In the whirlwind of activity that followed my revelation, Devlin and I couldn’t seem to find any time to talk to each other. Only a few moments after I finished relaying the edited version of the last six months to my grandmother, local police officers stepped out of the elevator and onto the fifteenth floor. Virginia stepped forward to intercept them, offering an utterly unbelievable lie about faulty security systems as an excuse for the alarm, but the officers were either personally familiar with the Ford family or they’d been specifically told not to push too hard against anyone with as much political power as Virginia possessed. Either way, they didn’t ask too many questions. When the two guards from upstairs – the ones that Barrett had subdued and restrained – returned, accompanied by CJ, and backed up my grandmother’s story, that seemed to be the end of the matter.
At some point, someone was going to discover that Barrett had performed his own high-altitude robbery. Whatever he’d been after would undoubtedly be missed and, when that crime came to light, I expected law enforcement to send someone with a little more curiosity to vet my grandmother’s version of events. However, as I wasn’t planning to even be in the country in the next forty-eight hours, I was content to put that problem on the back burner.
Virginia hadn’t committed a crime, after all, and it wasn’t likely that anyone would think to specifically ask her about any trouble that her granddaughter might have gotten herself into. No matter what pressure they put her under, as long as the team managed to get away from the area, there quite simply wasn’t any way to disprove anything she claimed to have happened.
When the officers finally relented and left the Sovereign, Virginia ushered Devlin and I over to a private elevator.

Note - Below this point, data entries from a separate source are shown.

PR #415, opened 2022-08-18
Intent

NSoiffer:
I hope I got this right... I probably should have deleted the branch first and the recreated it, but I did do a rebase. It looks like @davidcarlisle did a commit between the time of the rebase and my commit :-(.

What I did:
More explanation for intent.
Based on discussions at the Aug 11 meeting, I added the hint value "function" to account for the difference between prefix and functional forms.


davidcarlisle:
The PR shows 30 commits over 15 files so  a bit hard to see the wood for the trees, However the two dot compare shows all changes are in chapter 5:


https://github.com/w3c/mathml/compare/main..intent

NSoiffer:
The only changes are in src/mixing.html.

There are three conflicts there. For all of them, I think what I did is better (but maybe you think "make" is more appropriate than "makes" in the first conflict).

The last time I tried to resolve a conflict (clicking "resolve conflicts"), things went downhill quickly, so I'd prefer you resolve them. When clicking "resolve conflicts", the first is the new one (`<<<<<<< intent .... ======`)

davidcarlisle:
sorry that's what i meant:
(just one file with diff)

PR #417, opened 2022-08-19
Proofreading Chapter 3 (part 1)

brucemiller:
A beginning to proofreading Chapter 3.

I'm downplay entities, at least rephrasing so the "should"s don't imply you have to use entities rather than characters. I'm tempted to suggest removing all mention of entities, other than a mention of the Entity spec somewhere in Chapter 2.  If we do show entities, shouldn't they be displayed as `&ApplyFunction;`? Is that possible with CSS before/after on class `entity`?

I also patched up the section structure which seems to have gotten nested wrong. Hopefully I've got it right.

And a few minor edits for brevity along the way.

### DIFF
--- a/src/fundamentals.html
+++ b/src/fundamentals.html
@@ -720,7 +720,7 @@
 
    <p>Authors wishing to encode white space characters at the start or end of
    the content of a token, or in sequences other than a single space, without
-   having them ignored, must use <code class="entity">nbsp</code> (U+00A0)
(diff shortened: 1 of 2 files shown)


davidcarlisle (approved):
> shouldn't they be displayed as &ApplyFunction;? Is that possible with CSS before/after on class entity?

Yes, probably better to do a global edit across all the files and add `&amp;` ad `;` in the source rather than rely on css (as we do, mostly, for class=element where `&lt;..&gt;` is in the source.)

could be done after this round, so ths looks good to merge

Issue #233, opened 2021-01-03
<interval> has ambiguous interpretations as both an expression and qualifier


Jamesernator:
The interval element as specified can be used as both [an expression](https://mathml-refresh.github.io/mathml/#parsing_interval.class) or as [a qualifier](https://mathml-refresh.github.io/mathml/#parsing_DomainQ). This leads to ambiguity when combined with other operators.

For example when used with union (and intersection, etc), it's unclear whether to match `<interval>` as part of `DomainQ` or not without knowing the intent of it's usage:

```html
<apply>
  <union/>
  <interval>
    <cn>2</cn>
    <cn>3</cn>
  </interval>
  <interval>
    <ci>x</ci>
    <ci>y</ci>
  </interval>
</apply>
```

I think that this ambiguity is fairly confusing and that it would probably be a good idea to deprecate `<interval>` usage as a qualifier and instead to use `<domainofapplication><interval>` for such cases (or `<lowlimit>` and `<uplimit>`) e.g.:

```html
<apply>
  <int/>
  <bvar><ci>x</ci></bvar>
  <!-- definitely a qualifier, no ambiguity -->
  <domainofapplication>
    <interval>
      <cn>2</cn>
      <cn>3</cn>
    </interval>
  </domainofapplication>
  <ci>
</apply>
```

davidcarlisle:
We don't have plans to change Content MathML elements this time (MathML 4.0 focusing on integrating MathML-Core and  the `intent` attribution mechanism).

That said, I agree this could be clearer. I believe the intention is that `<interval>` is always interpreted as a qualifier  if it immediately follows a `<bvar>`  and it is always interpreted  as an interval constructor in all other cases. So there is technically never an ambiguity.

However the spec has never said that explicitly just hints at it with

https://w3c.github.io/mathml/spec.html#contm_domainofapplication_qualifier

> Alternatively, the interval qualifier could be used with an explicit bound variable:

So I don't think we can remove or rename `<interval>`-as-qualifier, but we could  say as above it is only a qualifier if following `<bvar>`, and that using  domainofapplication or lowlimit/uplimit might be less confusing.  @samdooley ? @brucemiller ?

PR #418, opened 2022-08-20
clarify interval use for #233

davidcarlisle:
Add additional text and links to clarify when `<interval>` is interpretd as a qualifier.  For issue #233 . I do not believe this changes the intended intrpretation from MathML 1,2,3.


brucemiller (approved):
This isn't in my comfort zone, but I think this clarification is correct & needed.
So, count this as approval unless @samdooley objects.

PR #420, opened 2022-08-23
Proofreading pass of section 5.1 Intent

brucemiller:
Reorganizing, rewording, condensing, clarifying.

You may need to look at an html version to appreciate.


davidcarlisle (approved):
I fixed up some html `<h4>...</h5>`  and changed the comment about starting names back to `_` from `-` (hyphen isn't an NCName start character) otherwise looks good, merging.

PR #424, opened 2022-09-16
update status of MathML in the world

NSoiffer:


bkardell:
I guess this is because we are about to ship a third/final implementation? If so, I wonder if there is value in noting that this support is mathml-core subset, specifically and authors should check on the current status?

From there, we were bundled into a waiting limousine – with a different driver, I noticed absently – and driven away from the building at the highest legal speed anyone could manage in downtown Buckhead.
I expected there to be questions. In her position, I probably would have had dozens of questions. But Virginia asked nothing and, in the face of her silent contemplation, I couldn’t find the courage to speak first. Devlin was quiet also, but at least I understood his reasons. As I’d taken the initiative, allowing me to make any further calls on what information to share was the only real move he had available. Anything else risked contradicting the narrative or inadvertently offering Virginia more information than she really needed to have.
At the earliest convenience, I intended to sit down every member of the team and hammer out every last detail of the cover story. Until that point, though, the best move was silence or, if silence proved impossible, speaking as little as possible.
The thought of Mila and Michel was like a cattle prod to the dormant, poleaxed areas of my brain. We hadn’t talked to them at all since initiating the job and, as far as I knew, Mila was sharpening her knives in preparation for a panicked rescue mission. Michel would only be able to keep her more violent instincts from asserting themselves for so long and every minute that passed without an update was only going to push her closer and closer to action.
I checked Virginia. Her face was turned away from me, aimed out of the nearest window, as she thought about…something…in contemplative silence. CJ, seated next her, stroked her hand with a casualness that surprised me. How long had the two of them been seeing each other? Was it more than just – ugh – sex with them?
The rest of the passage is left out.